> **Required work**: Copy each line of the entries below that contains the string "circle".

Stored items:
===
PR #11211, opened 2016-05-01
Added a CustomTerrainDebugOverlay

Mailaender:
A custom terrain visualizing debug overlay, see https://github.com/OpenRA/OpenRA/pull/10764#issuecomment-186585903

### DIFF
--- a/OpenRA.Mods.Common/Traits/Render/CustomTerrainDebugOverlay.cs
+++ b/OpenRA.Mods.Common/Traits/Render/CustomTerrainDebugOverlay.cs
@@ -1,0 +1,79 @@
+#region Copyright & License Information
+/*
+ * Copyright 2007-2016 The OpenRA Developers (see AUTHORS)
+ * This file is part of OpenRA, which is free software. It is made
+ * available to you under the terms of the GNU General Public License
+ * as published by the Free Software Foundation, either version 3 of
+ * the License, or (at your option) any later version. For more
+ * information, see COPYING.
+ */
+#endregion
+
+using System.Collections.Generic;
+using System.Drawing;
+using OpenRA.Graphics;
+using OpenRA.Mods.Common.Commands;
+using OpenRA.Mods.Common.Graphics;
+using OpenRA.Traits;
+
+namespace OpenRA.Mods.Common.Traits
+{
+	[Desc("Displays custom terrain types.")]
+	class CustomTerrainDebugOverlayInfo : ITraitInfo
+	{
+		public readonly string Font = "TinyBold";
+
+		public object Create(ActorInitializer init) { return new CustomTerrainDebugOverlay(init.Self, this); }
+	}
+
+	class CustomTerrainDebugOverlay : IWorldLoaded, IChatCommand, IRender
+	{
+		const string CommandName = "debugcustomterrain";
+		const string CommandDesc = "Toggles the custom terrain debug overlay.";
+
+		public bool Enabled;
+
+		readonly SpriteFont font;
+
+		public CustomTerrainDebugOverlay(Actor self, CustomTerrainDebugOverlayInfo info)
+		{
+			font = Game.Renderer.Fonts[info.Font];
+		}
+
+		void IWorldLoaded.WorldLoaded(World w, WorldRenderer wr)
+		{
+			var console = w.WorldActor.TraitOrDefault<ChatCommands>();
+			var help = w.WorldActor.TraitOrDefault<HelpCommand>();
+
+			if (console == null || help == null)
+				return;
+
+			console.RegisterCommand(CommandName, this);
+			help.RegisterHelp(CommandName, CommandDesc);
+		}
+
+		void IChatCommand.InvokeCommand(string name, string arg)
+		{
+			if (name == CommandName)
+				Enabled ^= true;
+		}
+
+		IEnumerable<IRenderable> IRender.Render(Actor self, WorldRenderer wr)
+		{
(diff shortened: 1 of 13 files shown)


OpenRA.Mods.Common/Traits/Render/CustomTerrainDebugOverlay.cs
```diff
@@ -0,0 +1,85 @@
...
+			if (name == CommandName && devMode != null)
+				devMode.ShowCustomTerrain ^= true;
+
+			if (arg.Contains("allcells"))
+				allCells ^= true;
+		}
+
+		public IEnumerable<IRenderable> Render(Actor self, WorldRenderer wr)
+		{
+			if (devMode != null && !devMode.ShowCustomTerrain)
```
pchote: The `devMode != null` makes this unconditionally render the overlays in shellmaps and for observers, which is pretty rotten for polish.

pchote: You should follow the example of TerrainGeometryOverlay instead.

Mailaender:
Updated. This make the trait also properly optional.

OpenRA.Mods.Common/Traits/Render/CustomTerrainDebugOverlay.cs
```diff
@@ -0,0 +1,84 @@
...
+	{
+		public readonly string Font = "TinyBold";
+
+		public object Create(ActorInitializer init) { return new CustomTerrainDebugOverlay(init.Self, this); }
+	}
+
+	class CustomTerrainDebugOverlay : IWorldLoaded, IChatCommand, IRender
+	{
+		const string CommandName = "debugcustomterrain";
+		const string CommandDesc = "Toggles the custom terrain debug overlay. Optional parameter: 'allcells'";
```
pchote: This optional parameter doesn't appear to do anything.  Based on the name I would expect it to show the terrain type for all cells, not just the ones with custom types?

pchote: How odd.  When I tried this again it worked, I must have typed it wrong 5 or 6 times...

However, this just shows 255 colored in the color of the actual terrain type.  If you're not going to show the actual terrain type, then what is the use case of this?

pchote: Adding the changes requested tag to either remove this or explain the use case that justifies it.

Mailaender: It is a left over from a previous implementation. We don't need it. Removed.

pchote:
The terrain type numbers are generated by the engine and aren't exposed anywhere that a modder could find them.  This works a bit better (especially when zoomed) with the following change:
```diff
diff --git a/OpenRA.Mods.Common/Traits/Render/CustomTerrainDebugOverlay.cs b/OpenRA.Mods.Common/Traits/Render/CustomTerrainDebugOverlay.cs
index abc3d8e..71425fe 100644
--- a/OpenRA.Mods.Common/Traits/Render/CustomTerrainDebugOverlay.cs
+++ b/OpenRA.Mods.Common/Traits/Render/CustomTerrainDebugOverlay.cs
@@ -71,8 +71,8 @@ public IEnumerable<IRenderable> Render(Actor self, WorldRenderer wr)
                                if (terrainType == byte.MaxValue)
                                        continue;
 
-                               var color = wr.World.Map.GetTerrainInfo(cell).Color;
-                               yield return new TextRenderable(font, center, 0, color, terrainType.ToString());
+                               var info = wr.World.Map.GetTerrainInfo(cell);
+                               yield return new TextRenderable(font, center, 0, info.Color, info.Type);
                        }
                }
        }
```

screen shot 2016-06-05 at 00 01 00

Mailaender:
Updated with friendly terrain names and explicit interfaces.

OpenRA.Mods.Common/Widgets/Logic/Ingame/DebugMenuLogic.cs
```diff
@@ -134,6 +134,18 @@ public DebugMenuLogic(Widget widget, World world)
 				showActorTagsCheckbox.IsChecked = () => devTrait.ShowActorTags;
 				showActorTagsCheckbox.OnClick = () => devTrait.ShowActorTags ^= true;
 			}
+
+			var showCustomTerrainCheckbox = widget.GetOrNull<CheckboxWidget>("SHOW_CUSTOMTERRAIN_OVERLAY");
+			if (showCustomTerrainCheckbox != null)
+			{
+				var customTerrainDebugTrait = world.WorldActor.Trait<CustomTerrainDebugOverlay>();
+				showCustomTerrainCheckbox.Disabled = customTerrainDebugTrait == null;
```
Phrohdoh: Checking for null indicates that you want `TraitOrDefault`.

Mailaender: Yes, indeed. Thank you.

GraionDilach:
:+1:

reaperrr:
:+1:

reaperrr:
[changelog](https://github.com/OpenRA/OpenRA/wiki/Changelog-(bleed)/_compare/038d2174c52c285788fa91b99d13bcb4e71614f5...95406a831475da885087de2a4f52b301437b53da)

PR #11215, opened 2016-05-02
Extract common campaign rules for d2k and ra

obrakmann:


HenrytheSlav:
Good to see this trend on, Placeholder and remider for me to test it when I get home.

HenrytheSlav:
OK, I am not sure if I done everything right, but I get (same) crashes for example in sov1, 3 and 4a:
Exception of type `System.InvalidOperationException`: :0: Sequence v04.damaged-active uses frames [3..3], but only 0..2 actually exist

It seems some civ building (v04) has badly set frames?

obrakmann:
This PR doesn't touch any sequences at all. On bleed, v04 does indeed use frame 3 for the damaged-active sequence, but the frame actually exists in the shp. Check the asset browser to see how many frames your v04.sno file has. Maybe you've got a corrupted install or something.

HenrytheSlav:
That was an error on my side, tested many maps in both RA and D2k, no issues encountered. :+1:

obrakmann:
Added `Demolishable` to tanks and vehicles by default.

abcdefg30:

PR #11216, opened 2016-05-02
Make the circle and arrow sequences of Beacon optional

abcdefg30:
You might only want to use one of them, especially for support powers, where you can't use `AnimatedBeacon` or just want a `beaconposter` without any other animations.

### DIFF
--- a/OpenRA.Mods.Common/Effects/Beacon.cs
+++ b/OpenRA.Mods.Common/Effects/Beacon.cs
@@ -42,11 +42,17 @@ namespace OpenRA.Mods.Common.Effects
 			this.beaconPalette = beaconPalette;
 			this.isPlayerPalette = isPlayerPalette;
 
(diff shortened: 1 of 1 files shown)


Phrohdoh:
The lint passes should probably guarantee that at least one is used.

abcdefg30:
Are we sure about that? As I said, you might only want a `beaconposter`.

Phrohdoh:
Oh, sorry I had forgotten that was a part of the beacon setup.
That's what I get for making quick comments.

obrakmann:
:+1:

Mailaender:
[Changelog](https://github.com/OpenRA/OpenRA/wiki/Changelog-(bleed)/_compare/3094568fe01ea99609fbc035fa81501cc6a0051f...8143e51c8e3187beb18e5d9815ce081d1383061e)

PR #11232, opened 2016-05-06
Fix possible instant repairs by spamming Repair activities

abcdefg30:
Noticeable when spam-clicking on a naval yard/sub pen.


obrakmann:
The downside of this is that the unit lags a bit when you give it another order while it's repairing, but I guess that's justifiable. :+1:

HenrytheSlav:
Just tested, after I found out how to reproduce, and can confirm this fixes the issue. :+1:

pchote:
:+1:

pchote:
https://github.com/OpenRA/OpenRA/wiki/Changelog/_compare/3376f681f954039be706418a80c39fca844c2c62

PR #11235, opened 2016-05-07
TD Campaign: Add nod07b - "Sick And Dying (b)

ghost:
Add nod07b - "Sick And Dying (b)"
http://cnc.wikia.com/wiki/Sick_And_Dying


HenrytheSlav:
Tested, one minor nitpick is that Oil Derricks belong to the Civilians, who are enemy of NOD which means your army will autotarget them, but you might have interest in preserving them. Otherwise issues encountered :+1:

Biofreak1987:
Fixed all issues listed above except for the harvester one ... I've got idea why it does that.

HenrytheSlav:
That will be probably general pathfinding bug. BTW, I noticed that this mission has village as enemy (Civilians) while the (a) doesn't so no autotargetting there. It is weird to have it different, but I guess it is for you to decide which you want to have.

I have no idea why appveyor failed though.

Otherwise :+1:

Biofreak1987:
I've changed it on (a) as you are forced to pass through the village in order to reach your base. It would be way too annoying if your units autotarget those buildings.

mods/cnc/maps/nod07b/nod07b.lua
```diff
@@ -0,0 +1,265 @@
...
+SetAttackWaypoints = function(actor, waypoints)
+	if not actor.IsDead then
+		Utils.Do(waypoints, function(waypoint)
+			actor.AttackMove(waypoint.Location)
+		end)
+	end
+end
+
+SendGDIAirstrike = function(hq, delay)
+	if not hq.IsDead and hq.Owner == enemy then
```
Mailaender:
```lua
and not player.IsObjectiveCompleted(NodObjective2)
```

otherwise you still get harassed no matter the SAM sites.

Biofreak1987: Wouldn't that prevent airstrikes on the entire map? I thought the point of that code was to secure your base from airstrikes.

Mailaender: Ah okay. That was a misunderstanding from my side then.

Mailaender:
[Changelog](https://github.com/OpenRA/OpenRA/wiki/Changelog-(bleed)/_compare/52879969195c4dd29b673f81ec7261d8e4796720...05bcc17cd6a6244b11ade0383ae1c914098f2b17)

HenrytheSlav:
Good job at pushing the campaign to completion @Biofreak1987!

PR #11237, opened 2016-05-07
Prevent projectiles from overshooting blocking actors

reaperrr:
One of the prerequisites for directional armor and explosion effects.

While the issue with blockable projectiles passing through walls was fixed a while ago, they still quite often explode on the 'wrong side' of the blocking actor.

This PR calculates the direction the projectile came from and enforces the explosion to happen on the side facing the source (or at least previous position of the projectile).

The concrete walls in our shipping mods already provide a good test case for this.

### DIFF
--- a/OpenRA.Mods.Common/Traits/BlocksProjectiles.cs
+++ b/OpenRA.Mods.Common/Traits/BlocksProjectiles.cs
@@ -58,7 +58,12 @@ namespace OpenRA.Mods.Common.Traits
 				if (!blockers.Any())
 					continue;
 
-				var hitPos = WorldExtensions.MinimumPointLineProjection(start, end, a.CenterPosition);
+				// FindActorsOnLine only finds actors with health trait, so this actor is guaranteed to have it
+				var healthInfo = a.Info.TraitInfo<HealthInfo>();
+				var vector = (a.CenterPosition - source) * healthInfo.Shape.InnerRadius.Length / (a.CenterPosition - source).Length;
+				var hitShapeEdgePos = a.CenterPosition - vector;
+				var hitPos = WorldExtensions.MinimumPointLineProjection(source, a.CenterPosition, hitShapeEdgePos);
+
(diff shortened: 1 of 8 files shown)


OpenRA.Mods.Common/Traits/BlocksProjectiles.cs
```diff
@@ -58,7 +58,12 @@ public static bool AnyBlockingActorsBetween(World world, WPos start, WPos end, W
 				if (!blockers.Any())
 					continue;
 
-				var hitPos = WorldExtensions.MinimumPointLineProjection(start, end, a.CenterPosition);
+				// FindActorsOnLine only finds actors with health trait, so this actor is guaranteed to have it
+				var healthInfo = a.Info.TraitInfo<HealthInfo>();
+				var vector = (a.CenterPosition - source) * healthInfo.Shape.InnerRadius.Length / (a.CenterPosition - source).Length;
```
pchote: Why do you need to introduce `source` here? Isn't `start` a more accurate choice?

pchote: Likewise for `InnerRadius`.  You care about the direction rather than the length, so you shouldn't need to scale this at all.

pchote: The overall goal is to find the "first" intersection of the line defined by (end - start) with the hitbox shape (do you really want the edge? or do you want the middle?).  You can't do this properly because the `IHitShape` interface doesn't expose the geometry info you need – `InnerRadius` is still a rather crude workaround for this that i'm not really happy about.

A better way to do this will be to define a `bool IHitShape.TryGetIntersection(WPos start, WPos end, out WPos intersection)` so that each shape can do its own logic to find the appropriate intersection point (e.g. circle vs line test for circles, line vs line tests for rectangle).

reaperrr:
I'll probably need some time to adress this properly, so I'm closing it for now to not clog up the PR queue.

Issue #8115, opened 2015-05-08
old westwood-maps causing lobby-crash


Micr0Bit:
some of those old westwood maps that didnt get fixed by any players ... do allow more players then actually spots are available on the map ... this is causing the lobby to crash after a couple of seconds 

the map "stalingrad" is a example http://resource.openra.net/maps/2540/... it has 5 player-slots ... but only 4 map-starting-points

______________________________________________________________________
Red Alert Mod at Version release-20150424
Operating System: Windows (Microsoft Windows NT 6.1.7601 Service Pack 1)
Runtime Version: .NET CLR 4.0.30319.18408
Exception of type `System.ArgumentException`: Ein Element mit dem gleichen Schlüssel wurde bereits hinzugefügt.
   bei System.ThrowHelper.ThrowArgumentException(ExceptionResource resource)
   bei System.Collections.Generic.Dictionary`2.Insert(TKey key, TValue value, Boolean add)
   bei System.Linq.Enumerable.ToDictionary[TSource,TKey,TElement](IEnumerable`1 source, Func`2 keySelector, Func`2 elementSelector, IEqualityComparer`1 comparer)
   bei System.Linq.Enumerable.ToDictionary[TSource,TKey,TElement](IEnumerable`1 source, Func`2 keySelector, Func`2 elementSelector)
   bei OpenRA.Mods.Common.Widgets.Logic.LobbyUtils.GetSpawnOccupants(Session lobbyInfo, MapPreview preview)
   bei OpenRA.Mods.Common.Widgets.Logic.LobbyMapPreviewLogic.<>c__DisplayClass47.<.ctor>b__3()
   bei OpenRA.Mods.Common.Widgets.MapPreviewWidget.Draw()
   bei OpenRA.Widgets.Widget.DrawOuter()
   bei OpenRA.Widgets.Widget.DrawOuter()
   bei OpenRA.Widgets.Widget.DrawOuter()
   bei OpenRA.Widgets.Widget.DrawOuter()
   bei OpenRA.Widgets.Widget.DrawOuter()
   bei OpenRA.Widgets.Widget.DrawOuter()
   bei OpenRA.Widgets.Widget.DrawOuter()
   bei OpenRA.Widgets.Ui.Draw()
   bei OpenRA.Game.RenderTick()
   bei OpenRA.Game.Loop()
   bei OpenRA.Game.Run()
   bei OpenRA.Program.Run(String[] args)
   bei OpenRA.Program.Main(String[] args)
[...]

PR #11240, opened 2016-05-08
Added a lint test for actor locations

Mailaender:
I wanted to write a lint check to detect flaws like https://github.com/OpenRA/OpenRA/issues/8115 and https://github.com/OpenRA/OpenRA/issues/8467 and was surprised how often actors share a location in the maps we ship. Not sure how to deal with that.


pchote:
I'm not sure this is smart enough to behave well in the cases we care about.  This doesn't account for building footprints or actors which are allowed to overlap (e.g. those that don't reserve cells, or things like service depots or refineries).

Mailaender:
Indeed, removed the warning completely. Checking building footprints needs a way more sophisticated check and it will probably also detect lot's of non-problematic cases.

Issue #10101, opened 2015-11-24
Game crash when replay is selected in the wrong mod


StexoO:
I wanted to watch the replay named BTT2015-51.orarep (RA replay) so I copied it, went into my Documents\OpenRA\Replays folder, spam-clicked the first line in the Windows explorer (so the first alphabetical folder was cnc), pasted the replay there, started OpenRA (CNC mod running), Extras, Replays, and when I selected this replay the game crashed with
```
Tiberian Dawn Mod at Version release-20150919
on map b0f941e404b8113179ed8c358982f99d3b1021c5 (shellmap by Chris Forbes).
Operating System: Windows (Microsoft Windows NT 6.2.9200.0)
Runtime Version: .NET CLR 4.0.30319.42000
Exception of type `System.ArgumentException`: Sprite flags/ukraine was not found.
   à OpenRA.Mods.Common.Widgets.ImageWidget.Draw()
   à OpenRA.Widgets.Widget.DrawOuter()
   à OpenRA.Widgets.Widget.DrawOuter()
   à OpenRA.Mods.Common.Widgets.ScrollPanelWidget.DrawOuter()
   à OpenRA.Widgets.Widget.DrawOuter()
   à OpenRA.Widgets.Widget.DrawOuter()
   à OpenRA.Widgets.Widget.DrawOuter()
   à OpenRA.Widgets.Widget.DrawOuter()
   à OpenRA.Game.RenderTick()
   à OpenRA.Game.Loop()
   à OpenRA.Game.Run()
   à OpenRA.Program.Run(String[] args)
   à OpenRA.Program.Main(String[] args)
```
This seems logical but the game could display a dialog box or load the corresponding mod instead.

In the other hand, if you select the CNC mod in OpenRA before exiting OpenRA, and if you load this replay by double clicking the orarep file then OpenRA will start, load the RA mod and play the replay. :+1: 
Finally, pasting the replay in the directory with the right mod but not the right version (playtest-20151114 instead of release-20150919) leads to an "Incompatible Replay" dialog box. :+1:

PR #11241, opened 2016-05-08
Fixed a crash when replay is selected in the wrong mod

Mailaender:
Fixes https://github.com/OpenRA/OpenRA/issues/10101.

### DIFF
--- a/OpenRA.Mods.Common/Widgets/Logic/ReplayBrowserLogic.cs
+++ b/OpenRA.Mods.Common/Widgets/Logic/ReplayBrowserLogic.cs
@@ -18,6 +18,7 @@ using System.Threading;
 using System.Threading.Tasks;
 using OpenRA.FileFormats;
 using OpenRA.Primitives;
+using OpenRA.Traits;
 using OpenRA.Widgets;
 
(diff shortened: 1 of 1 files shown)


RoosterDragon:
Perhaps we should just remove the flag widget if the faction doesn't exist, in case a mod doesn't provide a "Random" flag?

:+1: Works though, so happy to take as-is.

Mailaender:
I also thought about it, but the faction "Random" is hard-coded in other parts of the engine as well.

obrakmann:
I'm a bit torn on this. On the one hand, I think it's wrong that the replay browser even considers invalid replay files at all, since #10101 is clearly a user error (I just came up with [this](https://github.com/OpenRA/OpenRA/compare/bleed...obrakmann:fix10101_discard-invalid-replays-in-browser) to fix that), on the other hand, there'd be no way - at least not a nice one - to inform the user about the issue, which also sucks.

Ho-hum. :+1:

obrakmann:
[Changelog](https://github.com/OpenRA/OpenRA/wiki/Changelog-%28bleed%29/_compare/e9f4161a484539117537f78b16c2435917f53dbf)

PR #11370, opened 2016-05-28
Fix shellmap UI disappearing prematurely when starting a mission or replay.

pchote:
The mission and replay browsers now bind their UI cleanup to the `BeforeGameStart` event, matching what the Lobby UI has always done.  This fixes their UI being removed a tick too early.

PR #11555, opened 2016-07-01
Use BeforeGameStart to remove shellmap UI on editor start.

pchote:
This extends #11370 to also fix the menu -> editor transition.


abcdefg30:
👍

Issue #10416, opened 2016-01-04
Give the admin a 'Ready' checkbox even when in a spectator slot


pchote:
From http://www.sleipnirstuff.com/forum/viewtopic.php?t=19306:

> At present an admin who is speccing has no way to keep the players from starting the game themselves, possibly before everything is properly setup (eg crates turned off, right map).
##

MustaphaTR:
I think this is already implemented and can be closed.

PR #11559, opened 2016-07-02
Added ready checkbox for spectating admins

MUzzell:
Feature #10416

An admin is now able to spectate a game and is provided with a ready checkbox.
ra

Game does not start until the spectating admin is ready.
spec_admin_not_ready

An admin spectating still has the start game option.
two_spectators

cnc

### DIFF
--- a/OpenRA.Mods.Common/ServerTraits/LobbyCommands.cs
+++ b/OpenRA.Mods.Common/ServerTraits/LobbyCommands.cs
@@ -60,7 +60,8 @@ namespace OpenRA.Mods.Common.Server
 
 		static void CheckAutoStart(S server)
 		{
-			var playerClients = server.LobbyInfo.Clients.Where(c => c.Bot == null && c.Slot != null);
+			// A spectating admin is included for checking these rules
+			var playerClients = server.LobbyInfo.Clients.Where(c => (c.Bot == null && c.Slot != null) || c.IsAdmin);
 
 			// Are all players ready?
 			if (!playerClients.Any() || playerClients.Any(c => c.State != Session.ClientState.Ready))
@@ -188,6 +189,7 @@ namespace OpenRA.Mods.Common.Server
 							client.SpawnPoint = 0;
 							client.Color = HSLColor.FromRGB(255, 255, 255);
===
> **Written response**:
Make the circle and arrow sequences of Beacon optional
A better way to do this will be to define a `bool IHitShape.TryGetIntersection(WPos start, WPos end, out WPos intersection)` so that each shape can do its own logic to find the appropriate intersection point (e.g. circle vs line test for circles, line vs line tests for rectangle).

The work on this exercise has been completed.